Call ppp_disconnect_channel() before setting pch->chan to NULL. After
the synchronize_net(), no new reader on the transmit path will hold a
reference to the channel from the list.
This eliminates the problematic state, and prepares for removing the
pch->chan NULL checks from the transmit path in a subsequent patch.
Signed-off-by: Qingfang Deng <dqfext@gmail.com>
Link: https://patch.msgid.link/20260312093732.277254-1-dqfext@gmail.com
Signed-off-by: Paolo Abeni <pabeni@redhat.com>
Signed-off-by: Sasha Levin <sashal@kernel.org>
---
LLM Generated explanations, may be completely bogus:
Now I have all the information needed. Let me compile the complete
analysis.
---
## Phase 1: Commit Message Forensics
### Step 1.1: Subject Line
- **Subsystem**: `ppp` (PPP networking subsystem)

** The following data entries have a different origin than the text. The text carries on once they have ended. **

PR #42, opened 2023-05-02
feat: Allow batch of statemap items to include unknown business action

fmarek-kindred:


packages/cohort/src/tx_batch_executor.rs
```diff
@@ -24,97 +24,90 @@ impl BatchExecutor {
...
-                                tx_error.unwrap_err(),
-                            ))
-                        } else {
-                            Err(format!("Cannot update snapshot. Error: {}. Rollback", snapshot_error))
-                        };
-                    }
-                }
+        if affected_rows == 0 {
+            // still fail here
+            return Err(Self::handle_rollback(tx.rollback().await, "No rows where updated".to_string()));
```
gk-kindred, line 48: I feel this shouldn't throw an error, but an early return with 0 rows. And maybe print a warning?

gk-kindred: Because sometimes, replicator has already moved ahead and if initiator is already installed it, we wont install it again. 

And vice-versa.

PR #44, opened 2023-05-04
feat: Optimase internal structures

fmarek-kindred:
- Starting to make internal structure more organised:
- introduced new packages: "actions", "model/requests" and moved classes accordingly.
- moved data model classes into model/ package to keep then under one roof
- removed updated version_flag from action making them trust that version can only move forward, that simplified SQLs, so now, we always update item versions.


gk-kindred (approved):
One thing I would probably do different is co-locate all the bank specific items in a  `banks` folder.

``` 
banks/
   api.rs
   actions/
      // bank specific actions
   models/
      // bank specific models
```

PR #46, opened 2023-05-11
feat: Replicator updates snapshot on aborts

gk-kindred:
* Fixes the bug on suffix
* Updates the snapshot even on aborts

### DIFF
--- a/packages/cohort/src/replicator/pg_replicator_installer.rs
+++ b/packages/cohort/src/replicator/pg_replicator_installer.rs
@@ -1,0 +1,28 @@
+// $coverage:ignore-start
+use std::io::Error;
+
+use async_trait::async_trait;
+use log::info;
+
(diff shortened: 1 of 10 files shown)


packages/cohort/src/replicator/pg_replicator_installer.rs
```diff
@@ -0,0 +1,28 @@
...
+
+pub struct PgReplicatorStatemapInstaller {
+    pub pg: PostgresApi,
+}
+
+#[async_trait]
+impl ReplicatorInstaller for PgReplicatorStatemapInstaller {
+    async fn install(&mut self, sm: Vec<StatemapItem>, version: Option<u64>) -> Result<bool, Error> {
+        info!("Last version ... {:#?} ", version);
+        info!("Original statemaps received ... {:#?} ", sm);
```
fmarek-kindred, line 19: these two should be debug. When we run high load and measure perf, that info will show up a lot

fmarek-kindred (approved):

PR #51, opened 2023-06-26
Load generator at controlled rate.

fmarek-kindred:
Added new package "examples_support" to keep code needed in for examples. Cargo layout does not allow to create additional modules used only for examples. Currently it contains only one class extracted from debugging branch. The helper to generate items at specified rate. Useful for performance tests.

### DIFF
--- a/packages/talos_agent/src/messaging/kafka.rs
+++ b/packages/talos_agent/src/messaging/kafka.rs
@@ -54,7 +54,9 @@ impl KafkaPublisher {
         cfg.set("bootstrap.servers", &kafka.brokers)
             .set("message.timeout.ms", &kafka.message_timeout_ms.to_string())
             .set("queue.buffering.max.messages", "1000000")
-            .set("topic.metadata.refresh.interval.ms", "4")
+            .set("topic.metadata.refresh.interval.ms", "5000")
+            .set("socket.keepalive.enable", "true")
+            .set("acks", "0")
             .set_log_level(kafka.log_level);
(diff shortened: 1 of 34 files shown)


packages/talos_agent/src/messaging/kafka.rs
```diff
@@ -54,7 +54,9 @@ impl KafkaPublisher {
         cfg.set("bootstrap.servers", &kafka.brokers)
             .set("message.timeout.ms", &kafka.message_timeout_ms.to_string())
             .set("queue.buffering.max.messages", "1000000")
-            .set("topic.metadata.refresh.interval.ms", "4")
+            .set("topic.metadata.refresh.interval.ms", "5000")
+            .set("socket.keepalive.enable", "true")
+            .set("acks", "0")
```
gk-kindred, line 59: We probably shouldn't put `acks=0` for real runs?

ekoutanov: I don't believe this is a problem.
The implication of `acks=0` is that a message may appear to be published to the client (i.e., agent) whereas it hasn't been stably recorded on the broker(s), possibly losing the message as a result.
The effect is that the decision will never come, for lack of candidate, and the agent will retry as of the eventual timeout.

fmarek-kindred: Has this branch passed the review?

gk-kindred (approved):

PR #52, opened 2023-06-26
Add utilities to pre-fill cohort DB

fmarek-kindred:


scripts/cohort/data-generator.py
gk-kindred, line 1: Although this is fine to use python. Would have preferred a script or rust, so that we don't have to worry about maintaining one more language while refactoring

- **Action verb**: "disconnect" / implied "fix" - reorder operations to
eliminate a race
- **Summary**: Reorder `ppp_disconnect_channel()` and `pch->chan = NULL`
to eliminate a problematic intermediate state
### Step 1.2: Tags
- **Signed-off-by**: Qingfang Deng (author, active PPP contributor with
9+ commits to the subsystem)
- **Link**:
`https://patch.msgid.link/20260312093732.277254-1-dqfext@gmail.com`
(the `-1-` suggests a single patch, not a series)
- **Signed-off-by**: Paolo Abeni (netdev co-maintainer, merge authority)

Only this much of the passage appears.